_Stored items_

· · · · ·

PR #9681, opened 2018-02-21
Modernize debug

pravdomil:
...

### DIFF
--- a/packages/meteor/debug.js
+++ b/packages/meteor/debug.js
@@ -61,9 +61,10 @@ Meteor._debug = function(...arguments) {
   }
 };
 
-// Suppress the next 'count' Meteor._debug messages. Use this to
-// stop tests from spamming the console.
-//
+/**
+ * Suppress the next 'count' Meteor._debug messages. Use this to
+ * stop tests from spamming the console.
+ */
 Meteor._suppress_log = function(count) {
   suppress += count;
 };
--- a/packages/meteor/debug.js
+++ b/packages/meteor/debug.js
@@ -1,16 +1,17 @@
 let suppress = 0;
 
-// replacement for console.log. This is a temporary API. We should
-// provide a real logging API soon (possibly just a polyfill for
-// console?)
-//
-// NOTE: this is used on the server to print the warning about
-// having autopublish enabled when you probably meant to turn it
-// off. it's not really the proper use of something called
-// _debug. the intent is for this message to go to the terminal and
-// be very visible. if you change _debug to go someplace else, etc,
-// please fix the autopublish code to do something reasonable.
-//
+/**
+ * replacement for console.log. This is a temporary API. We should
+ * provide a real logging API soon (possibly just a polyfill for
+ * console?)
+ *
+ * NOTE: this is used on the server to print the warning about
+ * having autopublish enabled when you probably meant to turn it
+ * off. it's not really the proper use of something called
+ * _debug. the intent is for this message to go to the terminal and
+ * be very visible. if you change _debug to go someplace else, etc,
+ * please fix the autopublish code to do something reasonable.
+ */
 Meteor._debug = function(...arguments) {
   if (suppress) {
     suppress--;
--- a/packages/meteor/debug.js
+++ b/packages/meteor/debug.js
@@ -16,43 +16,46 @@ Meteor._debug = function(/* arguments */) {
     suppress--;
     return;
   }
+  
   if (typeof console !== 'undefined' &&
-      typeof console.log !== 'undefined') {
-    if (arguments.length == 0) { // IE Companion breaks otherwise
-      // IE10 PP4 requires at least one argument
-      console.log('');
-    } else {
-      // IE doesn't have console.log.apply, it's not a real Object.
-      // http://stackoverflow.com/questions/5538972/console-log-apply-not-working-in-ie9
-      // http://patik.com/blog/complete-cross-browser-console-log/
-      if (typeof console.log.apply === 'function') {
-        // Most browsers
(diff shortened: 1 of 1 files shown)


packages/meteor/debug.js
```diff
@@ -1,67 +1,76 @@
...
+ * console?)
+ *
+ * NOTE: this is used on the server to print the warning about
+ * having autopublish enabled when you probably meant to turn it
+ * off. it's not really the proper use of something called
+ * _debug. the intent is for this message to go to the terminal and
+ * be very visible. if you change _debug to go someplace else, etc,
+ * please fix the autopublish code to do something reasonable.
+ */
+Meteor._debug = function(...arguments) {
```
klaussner: `arguments` is a [reserved word](https://mothereff.in/js-variables#arguments), so it can't be used as an identifier. Maybe use `args` instead?

pravdomil: https://github.com/meteor/meteor/pull/9681/commits/29bca2cc72bff588cb628084436d758cfdd16a7f

packages/meteor/debug.js
```diff
@@ -1,67 +1,76 @@
...
-//
-// NOTE: this is used on the server to print the warning about
-// having autopublish enabled when you probably meant to turn it
-// off. it's not really the proper use of something called
-// _debug. the intent is for this message to go to the terminal and
-// be very visible. if you change _debug to go someplace else, etc,
-// please fix the autopublish code to do something reasonable.
-//
-Meteor._debug = function (/* arguments */) {
+/**
```
hwillson: Don't worry about changing comment style like this. Multi-line `//`'s are fine (and these comments are not being run through a comment/API parser, like jsdoc).

packages/meteor/debug.js
```diff
@@ -1,67 +1,76 @@
...
-        // Chrome and Safari only hyperlink URLs to source files in first argument of
-        // console.log, so try to call it with one argument if possible.
-        // Approach taken here: If all arguments are strings, join them on space.
-        // See https://github.com/meteor/meteor/pull/732#issuecomment-13975991
-        var allArgumentsOfTypeString = true;
-        for (var i = 0; i < arguments.length; i++)
-          if (typeof arguments[i] !== "string")
-            allArgumentsOfTypeString = false;
+  if (typeof console !== 'undefined' && typeof console.log !== 'undefined') {
+    return;
```
hwillson: Hmm - isn't this changing the entire functionality of `Meteor._debug`? Before your changes this check was in place to make sure that `console` could be referenced. Now with your changes, if `console` is available, the rest of the code is skipped. Was this intentional?

packages/meteor/debug.js
```diff
@@ -1,67 +1,76 @@
...
 
-        if (allArgumentsOfTypeString)
-          console.log.apply(console, [Array.prototype.join.call(arguments, " ")]);
-        else
-          console.log.apply(console, arguments);
+  if (args.length === 0) { // IE Companion breaks otherwise
+    // IE10 PP4 requires at least one argument
+    console.log('');
+  }
+  else {
```
hwillson: Please keep `else`'s and `else if`'s on the same line as the closing/opening brace. E.g. `} else {`

packages/meteor/debug.js
```diff
@@ -1,67 +1,76 @@
...
+ * console?)
+ *
+ * NOTE: this is used on the server to print the warning about
+ * having autopublish enabled when you probably meant to turn it
+ * off. it's not really the proper use of something called
+ * _debug. the intent is for this message to go to the terminal and
+ * be very visible. if you change _debug to go someplace else, etc,
+ * please fix the autopublish code to do something reasonable.
+ */
+Meteor._debug = function(...args) {
```
hwillson: Please keep the space after `function` for all anonymous functions.

hwillson: And also - since the name of this PR includes "modernize", you could consider replacing your anonymous function declarations with arrow functions. In this case specifically it would make sense since you're using spread syntax to capture all function arguments in `args`, but since you're using a function declaration, you're just masking the fact that an `arguments` object is still available (arrow functions don't have `arguments`).

packages/meteor/debug.js
pravdomil: oh please https://github.com/meteor/meteor/pull/9680

pravdomil: I'm not planning fixing that since you should provide some `auto code style format tool` first

abernix: @pravdomil We're not interested in adopting an auto-code style tool at this time.  The Meteor codebase started way before such tools were popularized and running one in bulk on our codebase would destroy too much valuable commit history.  Linters are great when a project starts with them and has always had them in place, but when they introduce additional walls between debugging when a broken commit was introduced, or mask history (by requiring to dive through "Linter" commits), they don't do much for an existing codebase.

If you're not interested in making the change, we'll do it, but I hope you understand.  For what it's worth, we do have a guide in place which makes the same request that @hwillson has made here: https://github.com/meteor/javascript#16.2.

pravdomil: >  running one in bulk on our codebase would destroy too much valuable commit history

agree, but there is way just in between "no formatting" and "auto formatting", what I would propose here is, setup prettier or other auto formatting tools, so that *new code* will be written in same style and we don't need to worry about that anymore and spend time on more productive things

now you provide no code style and it's hard to write new code without getting comment like this one

hwillson:
Hi @pravdomil - any progress here? Are you still interested in working on this, and if so can you address the posted review comments? Let us know - thanks!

· · · · ·

_Task to carry out_
The lines you return should be those above that contain the word "much", every one of them.

_Solved exercise_
abernix: @pravdomil We're not interested in adopting an auto-code style tool at this time.  The Meteor codebase started way before such tools were popularized and running one in bulk on our codebase would destroy too much valuable commit history.  Linters are great when a project starts with them and has always had them in place, but when they introduce additional walls between debugging when a broken commit was introduced, or mask history (by requiring to dive through "Linter" commits), they don't do much for an existing codebase.
pravdomil: >  running one in bulk on our codebase would destroy too much valuable commit history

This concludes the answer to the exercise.